Finally, we consider interface structures consisting of pristine and fully functionalized carbynes (see insets in Fig. 7b for the device structures). Current rectification is expected in such interfacial systems because of the semiconducting and metallic properties of their constituents. Figure 7a shows the IV curves of the considered samples (open-red circles and filled-blue squares) together with the results for the pristine carbyne (filled-black circles). There are several distinct features in the IV curves of the hybrid systems as compared to the one obtained for pristine carbyne. First, the voltage range with zero current reduces (\(\le\) 0.2 V) due to reduced band gap in the electronic structure.
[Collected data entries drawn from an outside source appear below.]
PR #5292, opened 2026-08-04
fix(quant): wrap post-quantization VLM generation in torch.no_grad()

Batool1227:
## Summary
- `.eval()` disables dropout/etc but not autograd. In both
  `ptq_generate_vlm.py` and `quantize_vlm.py`, the post-quantization
  sanity-check generation call ran with gradient tracking enabled, so every
  decode step retained a full backward-pass graph it never uses.
- On a 27B VLM with TP=8 this was enough to cause a CUDA OOM at
  ~79GB/79.18GB even after model loading and quantization validation had
  already succeeded.
- Also reorders `quantize_vlm.py` to save the quantized checkpoint before
  running the test generation, so the checkpoint lands on disk even if the
  sanity check fails for an unrelated reason (previously it ran test-then-save,
  meaning any failure in the test step lost the quantized checkpoint entirely).

## Test plan
- [x] Reproduced the OOM on Qwen3.5-27B-VL, TP=8, single node 8xH100-80GB,
      fp8 PTQ checkpoint, in both `ptq_generate_vlm.py` and `quantize_vlm.py`.
- [x] Applied the fix, reran both previously-OOMing jobs, confirmed both now
      complete successfully (checkpoint save + test generation).
- [x] `ruff check` / `ruff format --check` pass on both changed files.
- Not adding a functional test: this is a runtime memory-tracking bug only
  reproducible with a large model under TP -- the project's functional test
  budget is capped at 2 GPUs, which can't reproduce the failure.


Batool1227:
Suggested labels for triage: `bug`, `area:quant`. (I don't have write access to self-label as an external contributor.)

yaoyu-33 (approved):

yaoyu-33:
/ok to test https://github.com/NVIDIA-NeMo/Megatron-Bridge/pull/5292/commits/0698727a008c16cca40a8caa66a4968d90abc077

Second, the current shows a linear dependence on the voltage starting from small biasing, which is not present in the reference sample. The current enhancement is also obtained in the hybrid systems. Finally, the current for the reverse biasing is larger then the one for the forward biasing, i.e., current rectification is obtained in the hybrid systems. To estimate the rectification level, we have calculated the asymmetry as the ratio of reverse to forward current. Figure 7b shows the asymmetry for both structures. Maximum rectification (> 50%) is obtained for small bias voltage. The asymmetry decreases with increasing the applied bias. Both samples show similar rectification with slightly larger rectification value for the fluorinated system.

4 Conclusions

We have conducted first-principles quantum transport calculations to study the effect of surface functionalization of the electronic transport properties of carbyne. Both hydrogenation and fluorination result in significant structural changes and semiconducting to metallic transition as revealed in our band structure calculations. As a consequence, the current in the functionalized samples becomes larger than the one obtained for pristine carbyne for a given value of the applied voltage. Such current enhancements originates from the extension of the electronic states along the carbon chain. Current rectification is obtained in hybrid systems consisting of pristine and functionalized carbyne due to semiconducting and metallic behaviors of their constituents. These findings can be useful in developing low dimensional carbon structures with tunable electronic properties.